Saturday, February 27, 2010

When a unix dot means a whole different world...

Subtitle: new ways to shoot yourself in the foot.

A week ago I was changing ownership on a web site subdirectory:
chown -R darren:www *

There were some files/directories that start with a dot, such as .htaccess, so I then did:
chown -R darren:www .*

If you just screamed out "Nooooo!!!!" you are allowed to polish your Unix Guru badge and wear it with pride. Personally I just sat there wondering why it was taking so long to return and why my disk was suddenly sounding so busy.

That's right. ".." refers to the parent directory. It had gone up a directory, then was using -R to recurse into every subdirectory on my web site, destroying previous ownership settings with abandon.

I realized after a few moments and killed it, but the damage was done, and I'm still discovering small parts of web sites that got broken. But a question for the gurus: how should I change all files and directories in a tree including those that start with a dot? Did I need to use some complicated find and chown combination command?

Tuesday, February 16, 2010

Google Messing Up I18n

People often seem to think Google can do no wrong; an image helped no doubt by being surrounded by companies such as Microsoft and Apple. But, even with all those computer science PhD's it snapped up, it sometimes just does not get it.

Once a month or so, Google resets back to showing me the search results in Japanese, and only searching Japanese pages. My browser is set to say I prefer English pages, but it ignores that and uses my IP address. Japanese people use a Japanese browser that will send a header saying they want to see Japanese. Unless they actually want to see English. Why is Google ignoring this?

Perhaps Google needs fewer PhD's and more people who know what this header means:
Accept-Language en-gb,en;q=0.5

Google (!) tells me Google need to look at section 14.4 of RFC2616.

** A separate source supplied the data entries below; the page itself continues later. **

PR #12457, opened 2026-08-03
gh-11732 fix silent acceptance of null/wrong-type vectorIndexConfig values

### LINKED ISSUE #11732: vectorIndexConfig.distance silently accepts null and defaults to cosine

```bash
# Docker setup (only first time)
  -p 8080:8080 \

# Wait for startup
sleep 5

# Create a class with distance set to null
  -d '{
    "class": "TestClass",
    "vectorizer": "none",
    "vectorIndexConfig": {
      "distance": null
    }
  }'

# Expected: 422 validation error
# Actual: 200 OK - class created with distance silently set to "cosine"
```

The `distance` field must be a valid distance metric. According to the official Weaviate documentation on [Distance Metrics](https://docs.weaviate.io/weaviate/config-refs/distances), only 5 values are valid:

> cosine, dot, l2-squared, hamming, manhattan

The server's own error message for other invalid distance values confirms this list:

> "unrecognized distance metric, choose one of [cosine, dot, l2-squared, manhattan, hamming]"

`null` is not a valid distance metric. Weaviate should reject it with HTTP 422 and a message like:

> "vectorIndexConfig.distance must be one of: cosine, dot, l2-squared, manhattan, hamming"

Weaviate accepts `null` distance and returns HTTP 200, silently defaulting to `"cosine"` without warning:

```json
{
  "class": "TestClass",
  "vectorIndexConfig": {
    "distance": "cosine",
    "vectorCacheMaxObjects": 1000000000000
  }
}
```

This is a silent data corruption risk: a user who intended to use `"dot"` or another metric may unknowingly get `"cosine"` results, leading to incorrect similarity scores in production.

### Supporting information

**Evidence:**
- **Official docs** ([Distance Metrics](https://docs.weaviate.io/weaviate/config-refs/distances)): Lists 5 valid distance values. `null` is not among them.
- **Server error message**: When an invalid string like `"foobar"` is passed, the server returns `"unrecognized distance metric, choose one of [cosine, dot, l2-squared, manhattan, hamming]"` — proving the server knows the valid set but fails to apply the same validation to `null`.
- **Reproduction confirmed** on Weaviate 1.38.0 (Docker standalone, single node).

### Server Version

1.38.0

### Weaviate Setup

Single Node

### Nodes count

1

### Code of Conduct

mittalpk:
fixes #11732

### What's being changed:

`OptionalStringFromMap`, `OptionalBoolFromMap`, and `OptionalIntFromMap` (`entities/vectorindex/common/config.go`) all only checked whether a key was *present* in the decoded config map, not whether its value was actually the expected type. A JSON `null` produces a present map entry with a `nil` value, so `"distance": null` in a `vectorIndexConfig` passes the presence check (`value, ok := in[name]` → `ok == true`), fails the type assertion (`value.(string)` → `ok == false`), and silently falls through — leaving `Distance` at whatever `SetDefaults()` had already set it to (`"cosine"`), with no error:

```bash
curl -s -X POST http://localhost:8080/v1/schema -d '{
  "class": "TestClass", "vectorizer": "none",
  "vectorIndexConfig": {"distance": null}
}'
# Expected: 422
# Actual: 200 OK, distance silently becomes "cosine"
```

Any other wrong-typed value for these fields hits the same silent-fallthrough path — not just `null` specifically.

While fixing this, found `OptionalIntFromMap` has a related but distinct bug: its type switch has no `default` case, so an unmatched type leaves `asInt64` at its zero value and the function proceeds to call `setFn(0)` — silently *corrupting* an int field to `0` rather than just ignoring it, worse than the string/bool case's silent no-op.

### Fix

All three functions now return an error when the key is present but the value doesn't match the expected type (including `nil`), instead of silently defaulting/skipping/corrupting. Confirmed these three functions have no callers outside `entities/vectorindex/*` (grepped the whole repo), so the blast radius is fully covered by the tests added here.

### How was this tested?

- Reproduced the exact reported bug live against unpatched `main` first, via `hnsw.ParseAndValidateConfig(map[string]interface{}{"distance": nil}, false)` — confirmed `err == nil` and the parsed config resolved to `"cosine"`.
- Added a new `entities/vectorindex/common/config_test.go` (this package had no tests before) with direct table-driven unit tests for all three functions — valid values, key-absent, explicit `null`, and wrong-type cases.
- Added one regression test case per caller package (`hnsw`, `flat`, `dynamic`, `hfresh`) reproducing the exact `"distance": null` journey through each package's own `ParseAndValidateConfig`, since all four call the same shared function for this field.
- Confirmed all new/changed tests fail against unpatched `config.go` (`git stash`) with the expected error missing, and pass after the fix.
- `go test ./entities/vectorindex/...` — all packages pass, no regressions.
- `go build ./...` — clean.
- `golangci-lint run ./entities/vectorindex/...` — 0 issues.
- `gofmt -l` on all touched files — clean.

### Review checklist

- [ ] Documentation has been updated, if necessary. Link to changed documentation: N/A — this fixes an existing validation gap, no new documented behavior.
- [ ] Chaos pipeline run or not necessary. Link to pipeline: Not necessary — pure input-validation change, no runtime/concurrency behavior touched.
- [ ] Performance tests have been run or not necessary. Not necessary — validation-only change on the schema-creation path, not a hot path.

### DIFF
--- a/entities/vectorindex/common/config.go
+++ b/entities/vectorindex/common/config.go
@@ -42,6 +42,10 @@ const (
 // Tries to parse the int value from the map, if it overflows math.MaxInt64, it
 // uses math.MaxInt64 instead. This is to protect from rounding errors from
 // json marshalling where the type may be assumed as float64
+//
+// If the key is present with a value that is neither a json.Number nor a
+// float64 (including an explicit JSON `null`), that is a caller error and is
+// reported rather than silently defaulting the field to 0.
 func OptionalIntFromMap(in map[string]interface{}, name string,
 	setFn func(v int),
 ) error {
@@ -60,6 +64,8 @@ func OptionalIntFromMap(in map[string]interface{}, name string,
 		asInt64, err = typed.Int64()
 	case float64:
 		asInt64 = int64(typed)
+	default:
+		return errors.Errorf("%q must be an integer, got %T", name, value)
 	}
 	if err != nil {
 		// try to recover from error
@@ -75,6 +81,9 @@ func OptionalIntFromMap(in map[string]interface{}, name string,
 	return nil
 }
 
+// If the key is present with a value that is not a bool (including an
+// explicit JSON `null`), that is a caller error and is reported rather than
+// silently leaving the field at its current value.
 func OptionalBoolFromMap(in map[string]interface{}, name string,
 	setFn func(v bool),
 ) error {
@@ -85,13 +94,18 @@ func OptionalBoolFromMap(in map[string]interface{}, name string,
 
 	asBool, ok := value.(bool)
 	if !ok {
-		return nil
+		return errors.Errorf("%q must be a boolean, got %T", name, value)
 	}
 
 	setFn(asBool)
 	return nil
 }
 
+// If the key is present with a value that is not a string (including an
+// explicit JSON `null`), that is a caller error and is reported rather than
+// silently leaving the field at its current value. This is what previously
+// let `"distance": null` in a vectorIndexConfig be silently accepted and
+// resolved to the default distance metric instead of being rejected.
 func OptionalStringFromMap(in map[string]interface{}, name string,
 	setFn func(v string),
 ) error {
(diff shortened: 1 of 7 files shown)


mittalpk:
I agree with the CLA.

PR #12458, opened 2026-08-03
Fixes bugs segment group tmp file recovery

dirkkul:
### What's being changed:

Fixes two problems:
- with multiple tmp files the order was not deterministic between restarts
- adopted segment got the wrong level written into its filename.
- error with too little information

### Review checklist


adapters/repos/db/lsmkv/segment_group.go
jeroiraz, line 350: this second sorting may be avoided

dirkkul: Yeah, we could sort everything once at the beginning but as we add more files we would then need to resort which makes it more complex. I'd rather keep it like it is if that is ok with you

jeroiraz (approved):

But, the user-unfriendliness goes deeper. Here is how I get out of Japanese mode.
Click: 検索オプション
Find: 言語 検索対象にする言語
and scroll down to find and select 英語

No! No, no, no! It just goes to show, even though I read Japanese I still messed up. Here is the correct way:

In the top-right of the search results click "設定 ▼" then 検索設定
In the line that says 表示言語の設定 scroll down to select 英語.
Then find the button in top-right that says 保存。When it pops up something that looks like an error message (but is actually a success message), press OK.

Hopefully I'm good for another month.

But the point of my rant is the only piece of English on any of those pages was "google". Not a single helpful line such as "switch this page to English". Perhaps they should use the Accept-Language header to decide what language the user would most like to see a "switch this page to XXX" link in?

Well, rant over. Google have been doing this for 10 years, so I don't expect they're going to change any time soon.

Thursday, February 4, 2010

Facebook Making Me Redundant

Back in 2007 I wrote an article on how to port your PHP applications into C++ (in the Oct 2007 issue of PHP Architect), showing the speed-up and memory-usage benefits. It's a nice idea, though I've only done it in a production project once. The programmer man-hours is very rarely worth it.

Well, Facebook have gone and automated the process, calling it Hip-Hop. Over 90% of Facebook's (400 billion PHP-based page views every month) traffic is now running on their Hip-Hop system, i.e. on PHP pages that have been compiled into C++.

This is very interesting to me as I have recently been writing less and less in C++, more and more in PHP. Even a tree searcher for computer go I have been doing in PHP, as an experiment to see how it goes. On reflection that particular experiment is probably a failure - I need to set bits in a 32-bit or 64-bit integer and PHP puts a layer of abstraction in the way.

The main php script is very slow (its been running non-stop for 5-6 weeks so far, with months left to run) but ironically all that time is being spent in calling other applications (written in C++!) to do the hard calculations. However I've another script that analyzes the data, needing to hold it all in memory at once, and that is showing signs of cracking - I'm already having to set my memory_limit to 1.5G, and that will probably hit 4G when the other script has chomped through all my data.

Hip Hop might be my saviour.

P.S. PHP Architect magazine also think this is going to be a very important technology.